The airport never surges and neither do our malls. Weird.


----------



## azndriver87 (Mar 23, 2015)

i used to chase surges, but 95% of the time by the time I get there, it's over. 

In DC market, I just stay around DC/Georgetown area since they had surges the most. I sit around in between rides, i can usually score a surge ride or 2. Also they get busy enough i usually wait 5 minutes and a new ping will show up. 

You'll realize you waste more money chasing surges than actually just stay in one area.


----------



## docswife (Feb 24, 2015)

NEVER chase surges. I learned that very quickly!


----------



## oneubersheep (Nov 27, 2014)

Quit taking the non-surge rides n you wont be so pissed off. I dont think anyone should be taking non surge anyway.


----------



## Pascal O. (Sep 23, 2014)

limepro Swordfish docswife onefuctubersheep

I decided to take a look @ each of your city's rates.

Dallas --> $0.90/mile & $0.15/min
LA --> $0.90/mile & $0.18/min
Baltimore --> $1.05/mile & $0.15/min
Miami --> $0.95/mile & $0.16/min
DC --> $1.02/mile & $0.20/min

The fact any of you are willing to drive UberX @ these BS rates is ludicrous. It conveys why Uber thought it was ok to drop the rates to produce slave like fares. There will always be a neanderthal willing to drive @ a loss while depreciating their car and receiving condescending insults from these entitled pax.

Our Atlanta rates are the same as Miami & I don't hit the road unless there is a* 1.5x *surge or higher as that is the only way I make a profit. Especially since Uber removed most of our flat rate trips such as to & from the airport.

Am glad onefuctubersheep seems to be the only one w/ some sense in the head as he/she doesn't take a non-surge fare.
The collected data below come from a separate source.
PR #5274, opened 2021-08-02
Fixed an issue with volumetric clouds on vulkan (case 1354802)

anisunity:
https://fogbugz.unity3d.com/f/cases/1354802/
On vulkan only due to a permanent invalidaiton of the shaders at a missing reference, the clouds disappeared if you switched from a scene with clouds and pbr sky to a scene with clouds and an HDRI sky (see repro steps). 

Testing status
Tests are still green and the issues doesn't repro anymore.


iM0ve (approved):
Since the change only touches clouds and our developer checked the repro I think it's safe. As a sanity check, I did a basic test on DX11 to see that clouds still function properly. Built player

PR #5275, opened 2021-08-02
Fix error when changing layer of Post Process Volume

adrien-de-tocqueville:
---
### Purpose of this PR

fix https://fogbugz.unity3d.com/f/cases/1345869/

some logic is done manually at prost process manager update time to handle gameobjects changing layer.
But if a script changes the layer just after creating a volume, or just before destroying one, the update would not have time to run and the volume will not be on the correct layer

---
### Testing status
Tested to enter playmode with both scenes present in the repro case.
No more errors are thrown.


iM0ve (approved):
Small fix, testing the repro case should be sufficient

sebastienlagarde (approved):

sebastienlagarde:
@adrien-de-tocqueville  for this one it is PPV2, please target master. I will do it once I emrge hd/staging in master

PR #5283, opened 2021-08-03
Fix for FXAA when rendertarget has alpha channel

adrien-de-tocqueville:
### Purpose of this PR
https://fogbugz.unity3d.com/f/cases/1344618/
https://fogbugz.unity3d.com/f/cases/1351502/

Fix regression introduced by https://github.com/Unity-Technologies/Graphics/pull/2869.

The PR mentionned above was setting keepalpha to false automatically if the render target doesn't have an alpha channel. But the code that check for alpha presence wasn't taking into account render textures

---
### Testing status
Tested both repro projects


iM0ve (approved):
Small change, testing the repro projects should be sufficient

sebastienlagarde (approved):

PR #5284, opened 2021-08-03
Fixed an issue where bloom filtering was wrong when using multiple cameras

JulienIgnace-Unity:
### Purpose of this PR
Fixed an issue where bloom filtering was wrong when using multiple cameras
Fixes this issue: https://fogbugz.unity3d.com/f/cases/1351723/

---
### Testing status
Tested the repro project and ran tests locally


iM0ve (approved):
Testing should be sufficient for the scope of the change

sebastienlagarde (approved):

PR #5286, opened 2021-08-03
[Ready for Merge] Hdrp template iet

pierre-unity:
### Purpose of this PR
This PR adds a brand new In-Editor Tutorial (IET) to the HDRP Scene Template.

More than a dozen tutorials cover a wide range of HDRP basics and features, from Sky to Fog, as well as Light Baking and Decals.

image

The tutorials are meant to be fairly short. Additional resources are linked at the end of each section, for users to dive deeper. Again, it's not meant to be an in-depth tutorial.

image

Other noticeable changes:
- Decals have been repositioned/optimized
- The IET framework package has been added to the package.manifest
- Excluded all VFX from TAA
- Fixed doubles materials in FR_Platform_01.prefab
---
### Comments to reviewers

To access the tutorials, in case the window doesn't already show up, go to the main toolbar at the top of Unity and pick **Tutorials > Show Tutorials**.

To recreate a first experience for the user, choose **Tutorials >  Debug > ClearInitCodeMarker**. This should ensure the tutorial window is loading properly (as a popup).

Check that the instructions are clear enough, easy to follow. 

Check that all the links provided are pointing to the right place. (I did notice that the "latest" manual links often points to HDRP 11 doc pages, I suppose that's normal, as HDRP 12 is still in beta)

Each section should be taking no less than a couple of minutes to complete.

Something important, is to make sure that the template window shows up when opening the tutorial for the first time. I do not know exactly how this works for this scene however (startup code?).

Check as well the tutorial on both Windows and Mac (or other Unix platforms), because the parser used for the text may result in slightly different results. So it you see odd spacing, or strange line returns, this might be a bug due to some hidden Unix characters that are not interpreted correctly on Windows, such as "\r".


com.unity.template-hd/Assets/SampleSceneAssets/Tutorials/Settings/TutorialCallbacks.cs
```diff
@@ -0,0 +1,61 @@
+﻿using UnityEngine;
```
RSlysz, line 1: I dont get the purpose of this script. Callbacks are never called anywhere. There is a ScriptableObject created from it but its GUID is nowhere which means it is used in no scene/prefab/assets. Is it some dead code to remove ?

RSlysz (commented):
There is a lot of change.

Ihave not reviewed all datas. But there is perhaps something on scripts (see below)

Also I tried the tutorial on 2022.1.0a4 and I see this strange scrollbar. It serve no purpose as there is nothing at right
image

com.unity.template-hd/Assets/SampleSceneAssets/Tutorials/Settings/TutorialCallbacks.cs
pierre-unity: @mikaisomaa, is this TutorialCallbacks file absolutely necessary?

I did re-generate it, because upgrading from the preview version of the IET package to the new one created errors on this script. However, it doesn't indeed seem to be necessary at all.

Is it safe to remove?

pierre-unity:
I've added a default layout for tutorial, to make sure that the tutorial window is docked on the very right, rather than floating around (users will most likely be annoyed at it an close it as a result...).

It should look like this:
image

iM0ve (commented):
**Testing status:** Complete

**Issues:**
1) **FIXED** No Welcome page error. We can create the welcome page and assign it to the tutorial or not use it at all ?

https://user-images.githubusercontent.com/36502659/128168534-837d3f55-2070-4362-a0c7-3b9b59be3c7d.mp4

2) Memory leak error

Reproduction:
1) Go through the fist tutorial
2) Open the second
3) Error

https://user-images.githubusercontent.com/36502659/128316821-04b5e870-f2c2-4f74-ad2e-75d6fad582ba.mp4

3) **FIXED**  Light Cookies tutorial is broken, file needs updating. Cant proceed to the end.

https://user-images.githubusercontent.com/36502659/128328951-6c04ba04-e689-4c68-97ed-a543b88cc973.mp4

4) Light layer names are lost 

image


**Suggestions:**
1)  Add among the tutorials a link to feedback. Can be a quiz or forum page. To know what people liked it, what they disliked etc. Data for improvement

image

2) **FIXED**  Add a step mentioning that you need to also go to Lighting tab and select the Static Lighting Sky or use Dynamic mode. This is arguably the most confusing part of HDRP and users often bump into it. Maybe worth explaining how to "get" the ambient lighting

image

3) Do we want this on to increase performance?

image

iM0ve (changes requested):
Updated the review

com.unity.template-hd/Assets/SampleSceneAssets/Tutorials/Settings/TutorialCallbacks.cs
pierre-unity: By the way, the scroll bar is a bug that the IET team will investigate.

pierre-unity:
New Welcome Page was added:

image

iM0ve (changes requested):
Tried to have another look, but having new issues with the first tutorial

https://user-images.githubusercontent.com/36502659/128492490-9f6aabc5-5189-4922-b5fe-0cedaf123f4b.mp4

pierre-unity:
> Tried to have another look, but having new issues with the first tutorial
> 
>  K0BR54gx7Q.mp4

Thanks, yes these errors will popup at random times. The IET team is working on them, or trying to find out at least. It's a known issue with the IET package.

iM0ve (approved):
I updated my review. All issue fixed, 2 concerns are still active, but not blocking the PR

If EVERY driver did this, the rates will be back to a reasonable amount


----------



## limepro (Mar 7, 2015)

Pascal O. said:


> limepro Swordfish docswife onefuctubersheep
> 
> I decided to take a look @ each of your city's rates.
> 
> ...


Lol most of my fares are surge, I work roughly 10 hours a week for $200+, I also refuse to do this when traffic is bad or drunks are out. The real suckers are those that do this full time.


----------



## docswife (Feb 24, 2015)

Pascal O. said:


> limepro Swordfish docswife onefuctubersheep
> 
> I decided to take a look @ each of your city's rates.
> 
> ...


Hey smarty pants -

Check my posts....I do NOT drive for. 90 a mile. Surge only!!!


----------



## docswife (Feb 24, 2015)

Let me further elaborate, my car is also 9 years old with 169,080 miles on it. Don't plan on selling it either. It's going to my teenager.


----------



## Pascal O. (Sep 23, 2014)

limepro said:


> Lol most of my fares are surge, I work roughly 10 hours a week for $200+, I also refuse to do this when traffic is bad or drunks are out. The real suckers are those that do this full time.


Yea, any1 that does Uber full time needs to reconsider wat they are doing w/ their life. As a college student, doing Uber only part-time has deemed most of my weekends non-existent for outings & clubing. But it's a sacrifice I make to pay the bills.

But am NOT so desperate that I will pick up pax in a 15' Honda Accord for *$0.95*/mile 



docswife said:


> Hey smarty pants -
> 
> Check my posts....I do NOT drive for. 90 a mile. Surge only!!!


Glad to see some ppl such as urself still know the difference btw driving @ a loss and driving for profit...

Most of these drivers clearly are on the border line of being homeless to be driving at these BS rates



docswife said:


> Let me further elaborate, my car is also 9 years old with 169,080 miles on it. Don't plan on selling it either. It's going to my teenager.


Ok in that case depreciation doesn't apply to u. It just a matter of ur gas & the value of ur time...


----------



## Emp9 (Apr 9, 2015)

i dont chase a surge but if im near the border of one why not head that way slowly? and yes once i get in surge gone , lol or im in a surge and get all kinds of pings outside it. smh, imo it comes and goes too quickly, pax only have to wait a min or so and its gone briefly most of the time.


----------



## limepro (Mar 7, 2015)

Emp9 said:


> i dont chase a surge but if im near the border of one why not head that way slowly? and yes once i get in surge gone , lol or im in a surge and get all kinds of pings outside it. smh, imo it comes and goes too quickly, pax only have to wait a min or so and its gone briefly most of the time.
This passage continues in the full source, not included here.